PR #8032, opened 2018-03-14
Fix Issue 18417 - Make const and immutable postblit constructors illegal

RazvanN7:


src/dmd/parse.d
```diff
@@ -2365,8 +2365,11 @@ final class Parser(AST) : Lexer
             check(TOK.rightParentheses);
 
             stc = parsePostfix(stc, &udas);
-            if (stc & AST.STC.static_)
-                error(loc, "postblit cannot be static");
+            if (stc & AST.STC.immutable_ || stc & AST.STC.shared_ ||
+                stc & AST.STC.const_ || stc & AST.STC.static_)
+            {
+                error(loc, "postblit cannot be `const`/`immutable`/`shared`/`static`");
```
jacob-carlborg: * Should probably be a depreciation
* Specifying the exact attribute used in the source code in the message would be nicer

jacob-carlborg (changes requested):

src/dmd/parse.d
RazvanN7: It doesn't have to be a deprecation since marking a postblit as `const/immutable/shared` makes it impossible to call the copy constructor, so no code can be broken whatsoever.

mathias-lang-sociomantic: Except it only happen if the code is called. If the postblit is not called, you're breaking the build.

RazvanN7: Indeed, but having a const/immutable postblit which is not called is in itself an indication of design issues. Anyway, I don't mind making it a deprecation, rather I honestly think it's useless.

andralex: This is an accept-invalid bug, and virtually any occurrence of the syntax indicates a bug. I'll allow without a deprecation cycle. @MartinNowak agree?

andralex (approved):

jacob-carlborg:
Should at least have a changelog entry.

src/dmd/parse.d
jacob-carlborg: I don't see the harm in deprecating it, even if it's an accept-invalid bug. It's trivial to do and, perhaps, we don't need a full deprecation cycle. How about deprecating it in for one release and make it an error in the next?

What does we gain from _not_ deprecating it?

mathias-lang-sociomantic: @andralex : That's based on the assumption that the error is beneficial to the user, which often it is not.

Example:
Vibe.d has this code somewhere in a module, on a type that's not used.
1) You make this a deprecation: I get a deprecation from Vibe.d but my project keeps building. By the time the deprecation period ends, the deprecation will be fixed. Everyone is happy.
2) You make it an error: My project does not build anymore because of a code I do not use nor care about. I cannot use this compiler release until Vibe.d gets fixed. In addition, forcing me to upgrade Vibe.d might force me to upgrade other dependencies, if the same philosophy is applied. I spend the whole day upgrading the dependencies of my project, trying to find a compatible subset, because someone decided that "it's a bug anyway".

andralex: @mathias-lang-sociomantic I very well understand. I just want to avoid bureaucracy unless truly needed.

andralex:
@RazvanN7 can you please add a changelog

RazvanN7:
@jacob-carlborg Added a changelog entry and made the error specify the exact attribute.

RazvanN7:
@andralex Indeed, it looks like there are 2 projects in jenkins that have a const, respectively shared postblit. Should we first deprecate this or announce people they have a bug in their code?

changelog/postblitQualifiers.dd
```diff
@@ -0,0 +1,3 @@
+Make const/immutable/shared postblit an error
+
+Before this patch, if a postblit was declared const/immutable/shared the compiler would have accepted the declaration but there would have been no way of calling the postblit succesfully (e.g. whenever the postblit was called, an error was issued). The patch makes it so that if a postblit contains const/immutable/shared in its signature an error will occur.
```
jacob-carlborg: I would like the changelog entry to explicitly mention that this is a breaking change.

jacob-carlborg (changes requested):

src/dmd/parse.d
mathias-lang-sociomantic: This is a breaking change. We have a process for handling breaking change. Why is that so hard to follow ?

RazvanN7:
Errors are now deprecation. @jacob-carlborg @andralex

jacob-carlborg (approved):

andralex (approved):

andralex:
@RazvanN7 Cool, can you check the autotester?

andralex:
OK, will force pull. cc @braddr

MartinNowak:
Not allowing shared postblits is a bit less obvious and would have deserved an explanation in the changelog.

Also wouldn't `shared(RC!T)` seems like a reasonable type, using atomic ref-counting, while the normal `RC!T` would use non-atomic ref-counting? This relies on the bit-blit copy to be atomic, but I ruling this out seems a bit harsh. In particular since many lock-free algorithms rely on some sort of lazy fixup.

@andralex @RazvanN7 please check whether disallowing shared postblit overloads is warranted.

andralex:
@MartinNowak My understanding is shared postblit could not even be called successfully unless the object was a field.

MartinNowak:
> My understanding is shared postblit could not even be called successfully unless the object was a field.

Not sure I understand what you're trying to say.

I think the proper reason is that shared postblit implies read-modify-write, hence was disallowed as the other read-modify-write operations.
Also my example above would imply read-modify-write and hence is incorrect. `shared(RC!T)` should still be implementable through copy construction (`this(shared RC!T other)`) and `opAssign(shared RC!T other)`.

MartinNowak:
> post-blit doing atomic increments of the reference count should be used for the case RC!(shared T).

Doesn't make sense, the ref-count is part of the `RC` not the value of type `T`, hence `shared(RC)` should get the atomic ref-counting.
Also an `RC!(shared T)` can't be shared among threads, e.g. by storing it in a shared static variable.

ZombineDev:
> Also an `RC!(shared T)` can't be shared among threads, e.g. by storing it in a shared static variable.

Exactly. It shouldn't be directly sharable across threads - only the payload is typed as `shared`. To *share* a reference to the payload you could send `RC!(shared T)` by value to other threads through message passing.

> shared(RC!T) should get the atomic ref-counting

Yes, but that's because `shared` is transitive and the payload would be typed as `shared`.

Think about it - if `T` is a RAII wrapper for some resource we need to ensure that `T`'s destructor is called only by a single thread. If the smart pointer doesn't use necessary precautions (like atomic ref counting) multiple thread could enter `T` destructor concurrently.

Let's say we have a global variable `shared(RC!T) global;` which is obviously shared by multiple threads. When a thread wants to operate with the current payload that `global` is pointing to, it needs to atomically load the pointer, otherwise on some architectures the read may be teared. It could do so like this:
```D
RC!(shared T)` local = global.atomicLoad();
```
I think you would agree that `local` should continue to use **the same** synchronization mechanism as `global`, otherwise we would have an obvious data race.

MartinNowak:
Thanks, good explanation.

> I think you would agree that local should continue to use the same synchronization mechanism as global, otherwise we would have an obvious data race.

Yes of course, I wouldn't argue though that atomic loading would strip the head shared.
Plain reading of a global `shared(T)` remains a `shared(T)` and `atomicLoad` was recently adjusted to not strip tail shared https://github.com/dlang/druntime/pull/1605.

OT: Our type system doesn't currently allow for qualifiers to move from `qualifier(RC!(T))` to `RC!(qualifier T)`, e.g. see the dreaded inout range discussion.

· · ·

Every entry above should be duplicated exactly.

PR #8032, opened 2018-03-14
Fix Issue 18417 - Make const and immutable postblit constructors illegal

RazvanN7:


src/dmd/parse.d
```diff
@@ -2365,8 +2365,11 @@ final class Parser(AST) : Lexer
             check(TOK.rightParentheses);
 
             stc = parsePostfix(stc, &udas);
-            if (stc & AST.STC.static_)
-                error(loc, "postblit cannot be static");
+            if (stc & AST.STC.immutable_ || stc & AST.STC.shared_ ||
+                stc & AST.STC.const_ || stc & AST.STC.static_)
+            {
+                error(loc, "postblit cannot be `const`/`immutable`/`shared`/`static`");
```
jacob-carlborg: * Should probably be a depreciation
* Specifying the exact attribute used in the source code in the message would be nicer

jacob-carlborg (changes requested):

src/dmd/parse.d
RazvanN7: It doesn't have to be a deprecation since marking a postblit as `const/immutable/shared` makes it impossible to call the copy constructor, so no code can be broken whatsoever.

mathias-lang-sociomantic: Except it only happen if the code is called. If the postblit is not called, you're breaking the build.

RazvanN7: Indeed, but having a const/immutable postblit which is not called is in itself an indication of design issues. Anyway, I don't mind making it a deprecation, rather I honestly think it's useless.

andralex: This is an accept-invalid bug, and virtually any occurrence of the syntax indicates a bug. I'll allow without a deprecation cycle. @MartinNowak agree?

andralex (approved):

jacob-carlborg:
Should at least have a changelog entry.

src/dmd/parse.d
jacob-carlborg: I don't see the harm in deprecating it, even if it's an accept-invalid bug. It's trivial to do and, perhaps, we don't need a full deprecation cycle. How about deprecating it in for one release and make it an error in the next?

What does we gain from _not_ deprecating it?

mathias-lang-sociomantic: @andralex : That's based on the assumption that the error is beneficial to the user, which often it is not.

Example:
Vibe.d has this code somewhere in a module, on a type that's not used.
1) You make this a deprecation: I get a deprecation from Vibe.d but my project keeps building. By the time the deprecation period ends, the deprecation will be fixed. Everyone is happy.
2) You make it an error: My project does not build anymore because of a code I do not use nor care about. I cannot use this compiler release until Vibe.d gets fixed. In addition, forcing me to upgrade Vibe.d might force me to upgrade other dependencies, if the same philosophy is applied. I spend the whole day upgrading the dependencies of my project, trying to find a compatible subset, because someone decided that "it's a bug anyway".

andralex: @mathias-lang-sociomantic I very well understand. I just want to avoid bureaucracy unless truly needed.

andralex:
@RazvanN7 can you please add a changelog

RazvanN7:
@jacob-carlborg Added a changelog entry and made the error specify the exact attribute.

RazvanN7:
@andralex Indeed, it looks like there are 2 projects in jenkins that have a const, respectively shared postblit. Should we first deprecate this or announce people they have a bug in their code?

changelog/postblitQualifiers.dd
```diff
@@ -0,0 +1,3 @@
+Make const/immutable/shared postblit an error
+
+Before this patch, if a postblit was declared const/immutable/shared the compiler would have accepted the declaration but there would have been no way of calling the postblit succesfully (e.g. whenever the postblit was called, an error was issued). The patch makes it so that if a postblit contains const/immutable/shared in its signature an error will occur.
```
jacob-carlborg: I would like the changelog entry to explicitly mention that this is a breaking change.

jacob-carlborg (changes requested):

src/dmd/parse.d
mathias-lang-sociomantic: This is a breaking change. We have a process for handling breaking change. Why is that so hard to follow ?

RazvanN7:
Errors are now deprecation. @jacob-carlborg @andralex

jacob-carlborg (approved):

andralex (approved):

andralex:
@RazvanN7 Cool, can you check the autotester?

andralex:
OK, will force pull. cc @braddr

MartinNowak:
Not allowing shared postblits is a bit less obvious and would have deserved an explanation in the changelog.

Also wouldn't `shared(RC!T)` seems like a reasonable type, using atomic ref-counting, while the normal `RC!T` would use non-atomic ref-counting? This relies on the bit-blit copy to be atomic, but I ruling this out seems a bit harsh. In particular since many lock-free algorithms rely on some sort of lazy fixup.

@andralex @RazvanN7 please check whether disallowing shared postblit overloads is warranted.

andralex:
@MartinNowak My understanding is shared postblit could not even be called successfully unless the object was a field.

MartinNowak:
> My understanding is shared postblit could not even be called successfully unless the object was a field.

Not sure I understand what you're trying to say.

I think the proper reason is that shared postblit implies read-modify-write, hence was disallowed as the other read-modify-write operations.
Also my example above would imply read-modify-write and hence is incorrect. `shared(RC!T)` should still be implementable through copy construction (`this(shared RC!T other)`) and `opAssign(shared RC!T other)`.

MartinNowak:
> post-blit doing atomic increments of the reference count should be used for the case RC!(shared T).

Doesn't make sense, the ref-count is part of the `RC` not the value of type `T`, hence `shared(RC)` should get the atomic ref-counting.
Also an `RC!(shared T)` can't be shared among threads, e.g. by storing it in a shared static variable.

ZombineDev:
> Also an `RC!(shared T)` can't be shared among threads, e.g. by storing it in a shared static variable.

Exactly. It shouldn't be directly sharable across threads - only the payload is typed as `shared`. To *share* a reference to the payload you could send `RC!(shared T)` by value to other threads through message passing.

> shared(RC!T) should get the atomic ref-counting

Yes, but that's because `shared` is transitive and the payload would be typed as `shared`.

Think about it - if `T` is a RAII wrapper for some resource we need to ensure that `T`'s destructor is called only by a single thread. If the smart pointer doesn't use necessary precautions (like atomic ref counting) multiple thread could enter `T` destructor concurrently.

Let's say we have a global variable `shared(RC!T) global;` which is obviously shared by multiple threads. When a thread wants to operate with the current payload that `global` is pointing to, it needs to atomically load the pointer, otherwise on some architectures the read may be teared. It could do so like this:
```D
RC!(shared T)` local = global.atomicLoad();
```
I think you would agree that `local` should continue to use **the same** synchronization mechanism as `global`, otherwise we would have an obvious data race.

MartinNowak:
Thanks, good explanation.

> I think you would agree that local should continue to use the same synchronization mechanism as global, otherwise we would have an obvious data race.

Yes of course, I wouldn't argue though that atomic loading would strip the head shared.
Plain reading of a global `shared(T)` remains a `shared(T)` and `atomicLoad` was recently adjusted to not strip tail shared https://github.com/dlang/druntime/pull/1605.

OT: Our type system doesn't currently allow for qualifiers to move from `qualifier(RC!(T))` to `RC!(qualifier T)`, e.g. see the dreaded inout range discussion.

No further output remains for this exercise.